═════ Information shown ═════
PR #5629, opened 2024-06-13
feat(ci): local installation procedure

### LINKED ISSUE #5460: Add a deploy make target
### Requirement

the `Makefile` should include an `deploy` target to ease the installation process, in particular for local development,

### Problem

As the `kamel` cli is going to be deprecated, hence [the install subcommand](https://github.com/apache/camel-k/issues/3865) won't be available anymore, the `Makefile` should include an `deploy` target to ease the installation process 

### Proposal

_No response_

### Open questions

_No response_

squakez:
Closes #5460

**Release Note**
```release-note
feat(ci): local installation procedure
```

### DIFF
--- a/docs/modules/ROOT/pages/contributing/local-development.adoc
+++ b/docs/modules/ROOT/pages/contributing/local-development.adoc
@@ -24,14 +24,26 @@ For other cluster types you may check the specific documentation. As soon as you
 make images
 ----
 
-This command will build and publish your actual Camel K development version to the container registry. At this stage installing the Camel K development version will be as easy as a typical installation:
+This command will build and publish your actual Camel K development version to the container registry. At this stage installing the Camel K development version will be as easy as a typical installation. We are supporting a series of makefile targets to let you easily install the operator on your local cluster in one single line. These targets are though to cover plain Kubernetes and Openshift cluster in either global (default in `camel-k` namespace) and namespaced (default in `default` namespace) installation:
 
 [source]
 ----
-./kamel install
+make install-k8s-global (default in camel-k namespace)
+make install-k8s-ns (default in default namespace)
+make install-openshift-global (default in camel-k namespace)
+make install-openshift-ns (default in default namespace)
 ----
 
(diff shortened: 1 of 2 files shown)


docs/modules/ROOT/pages/contributing/local-development.adoc
```diff
@@ -24,14 +24,26 @@ For other cluster types you may check the specific documentation. As soon as you
...
+make install-openshift-global (default in camel-k namespace)
+make install-openshift-ns (default in default namespace)
 ----
 
-You can provide any customization required such as `--log-level`, `--operator-id`, etcetera. Mind that you need to use `./kamel` in order to use the development binary you've just built, as tipically, `kamel` is the production CLI you have installed in your binary path.
+Those targets may use two variables, `NAMESPACE` and `REGISTRY` in order to let you specify the namespace where to install the operator and the container registry to use. For instance:
+
+[source]
+----
+NAMESPACE=test REGISTRY=1.2.3.4 make install
```
claudio4j, line 41: There is no `install` target, may be this is `install-operator` ?

squakez: Good catch. It's a leftover from previous work. It is `install-k8s-global` or any other install target.

squakez, line 41:
```suggestion
NAMESPACE=test REGISTRY=1.2.3.4 make install-k8s-global
```

claudio4j:
wdyt about the make install-<any> to create the namespace when the one set in the variable is not already created ? As this from a developer perspective, it seems there is no harm to have this shortcut and it saves a few keystrokes.

squakez:
> wdyt about the make install- to create the namespace when the one set in the variable is not already created ? As this from a developer perspective, it seems there is no harm to have this shortcut and it saves a few keystrokes.

I had thought about it. However I think it is better in order to educate the developer and to make him aware that the default ns is "camel-k" where there is a global operator installed.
═════
** Action item **
Please retype all of the records above exactly as they are.

** Written answer **
PR #5629, opened 2024-06-13
feat(ci): local installation procedure

### LINKED ISSUE #5460: Add a deploy make target
### Requirement

the `Makefile` should include an `deploy` target to ease the installation process, in particular for local development,

### Problem

As the `kamel` cli is going to be deprecated, hence [the install subcommand](https://github.com/apache/camel-k/issues/3865) won't be available anymore, the `Makefile` should include an `deploy` target to ease the installation process 

### Proposal

_No response_

### Open questions

_No response_

squakez:
Closes #5460

**Release Note**
```release-note
feat(ci): local installation procedure
```

### DIFF
--- a/docs/modules/ROOT/pages/contributing/local-development.adoc
+++ b/docs/modules/ROOT/pages/contributing/local-development.adoc
@@ -24,14 +24,26 @@ For other cluster types you may check the specific documentation. As soon as you
 make images
 ----
 
-This command will build and publish your actual Camel K development version to the container registry. At this stage installing the Camel K development version will be as easy as a typical installation:
+This command will build and publish your actual Camel K development version to the container registry. At this stage installing the Camel K development version will be as easy as a typical installation. We are supporting a series of makefile targets to let you easily install the operator on your local cluster in one single line. These targets are though to cover plain Kubernetes and Openshift cluster in either global (default in `camel-k` namespace) and namespaced (default in `default` namespace) installation:
 
 [source]
 ----
-./kamel install
+make install-k8s-global (default in camel-k namespace)
+make install-k8s-ns (default in default namespace)
+make install-openshift-global (default in camel-k namespace)
+make install-openshift-ns (default in default namespace)
 ----
 
(diff shortened: 1 of 2 files shown)


docs/modules/ROOT/pages/contributing/local-development.adoc
```diff
@@ -24,14 +24,26 @@ For other cluster types you may check the specific documentation. As soon as you
...
+make install-openshift-global (default in camel-k namespace)
+make install-openshift-ns (default in default namespace)
 ----
 
-You can provide any customization required such as `--log-level`, `--operator-id`, etcetera. Mind that you need to use `./kamel` in order to use the development binary you've just built, as tipically, `kamel` is the production CLI you have installed in your binary path.
+Those targets may use two variables, `NAMESPACE` and `REGISTRY` in order to let you specify the namespace where to install the operator and the container registry to use. For instance:
+
+[source]
+----
+NAMESPACE=test REGISTRY=1.2.3.4 make install
```
claudio4j, line 41: There is no `install` target, may be this is `install-operator` ?

squakez: Good catch. It's a leftover from previous work. It is `install-k8s-global` or any other install target.

squakez, line 41:
```suggestion
NAMESPACE=test REGISTRY=1.2.3.4 make install-k8s-global
```

claudio4j:
wdyt about the make install-<any> to create the namespace when the one set in the variable is not already created ? As this from a developer perspective, it seems there is no harm to have this shortcut and it saves a few keystrokes.

squakez:
> wdyt about the make install- to create the namespace when the one set in the variable is not already created ? As this from a developer perspective, it seems there is no harm to have this shortcut and it saves a few keystrokes.

I had thought about it. However I think it is better in order to educate the developer and to make him aware that the default ns is "camel-k" where there is a global operator installed.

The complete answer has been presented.